Here is a short video on making Nutella Brioche Rolls which will help you understand the shaping of these rolls. I have posted it in my Insta profile. Take a look at the video and don’t forget to follow me in Insta to get lots and lots of my day to day baking and recipes.
Nutella Brioche Rolls Recipe
Ingredients
Sweet Stiff Starter:
- 25 g Sourdough starter
- 75 g Bread flour
- 35 g Water
- 15 g Sugar
Final Dough:
- 200 g Bread Flour
- 35 g Sugar
- 4 g Salt
- 50 ml Milk
- 90 ml Yogurt
- 15 g Protein Powder
- 75 ml water
- 70 g Butter
- Stiff Starter
- Nutella as needed
Instructions
Stiff starter:
- Mix together all the ingredients to make the stiff starter. Knead it until smooth.
- Place in a jar, close lid and let it sit at room temperature for two hours.
- Refrigerate this overnight.
- Next day, remove it from fridge and let it come to room temperature.
- The volume should be three times the original volume.

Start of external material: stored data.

PR #760, opened 2018-02-13
Add rpcs3 runner

999gary:
Cleaned Commits


strycore:
We still need to get a build of some sort, the AppImage looks like the simplest option here.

- Use it in the dough when it triples.
Main dough:
- Mix together 75 ml water and 15 g protein powder and mix well until there are no lumps left.
- Set it aside for 15 minutes before using in the recipe.

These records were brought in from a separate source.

PR #764, opened 2018-02-16
gtk-update-icon-cache instead of xdg-icon-resource

Xenega:
As wanted by @TingPing, Use directly `gtk-update-icon-cache` to update the icon cache on gtk+ desktop manager.
That means for other (or new) desktop manager, we will need to add their cache command in the future. The rational is that for now only gtk+ need manually update, so `xdg-icon-resource` is just a wrapper around `gtk-update-icon-cache`.

Could someone test it on a KDE deistro to check against regression ?

### DIFF
--- a/lutris/util/resources.py
+++ b/lutris/util/resources.py
@@ -1,7 +1,9 @@
 import os
 import re
+import shutil
 import concurrent.futures
 from urllib.parse import urlparse, parse_qsl
+from gi.repository import GLib
 
 from lutris import settings
 from lutris import api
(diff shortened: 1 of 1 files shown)


lutris/util/resources.py
```diff
@@ -73,7 +75,13 @@ def fetch_icons(game_slugs, callback=None):
         callback(updated_slugs)
 
 def udpate_desktop_icons():
-    os.system("xdg-icon-resource forceupdate")
+    # Update Icon for GTK+ desktop manager
+    gtk_update_icon_cache = shutil.which("gtk-update-icon-cache")
+    if (gtk_update_icon_cache):
+        os.system("gtk-update-icon-cache -tf %s"
+        % os.path.join(GLib.get_user_data_dir(), 'icons', 'hicolor'))
```
strycore: I'll fix that later but that is a weird way of cutting lines! X)

strycore:
Thanks!

lutris/util/resources.py
Xenega: Oh sorry. I'm not from a python background.

strycore:
Oh by the way, I have to test something on Mint KDE, I have to remember to test this (it will be a pretty old version)

lutris/util/resources.py
strycore: It's ok, the code is good. I suggest you integrate Flake8 in whatever editor you're using and if you have no Flake8 warning then it's formatted correctly, and will tell you what's wrong if not

TingPing:
> That means for other (or new) desktop manager, we will need to add their cache command in the future. 

The icon theme spec is almost 20 years old and in those 20 years no other tool was made.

- In a food processor bowl, combine all the ingredients except butter.
- Add the whole batch of stiff starter and start kneading.
- Knead the dough until it is quite strong. It takes nearly 10 minutes to reach that stage.
- Now add butter little by little and let the dough absorb all the butter before adding another portion. Do it in three or four instalments.
- Once the butter is completely mixed in the dough, knead it for further 5 minutes or until it passes the window pane test. It should stretch very thin without breaking.’
- Remove the dough from the processor, place in an oiled bowl, and cover with cling film and let it prove until double in volume.
- The time taken differs from place to place depending on the room temperature and starter strength.
- Take the dough out, punch it and roll it into a rectangle.
- Apply Nutella on half the portion.
- Bring the longest edge away from the Nutella spread and fold it over to make half the rectangle.
- Now using a dough scraper or knife, slice the rectangle into eight equal stripes.
- Take each stripe and slice it into three portions keeping one side intact.
- Make a three strand braid and roll the braid from the edge that is intact.
- Place on a baking tray.
- Once the shaping is done for all the eight rolls, keep it aside until it becomes 1.5 times the original volume.
- Preheat oven to 200C.
- Bake the rolls for 20-25 minutes or until the top is nicely browned.
- Remove from oven and serve it hot.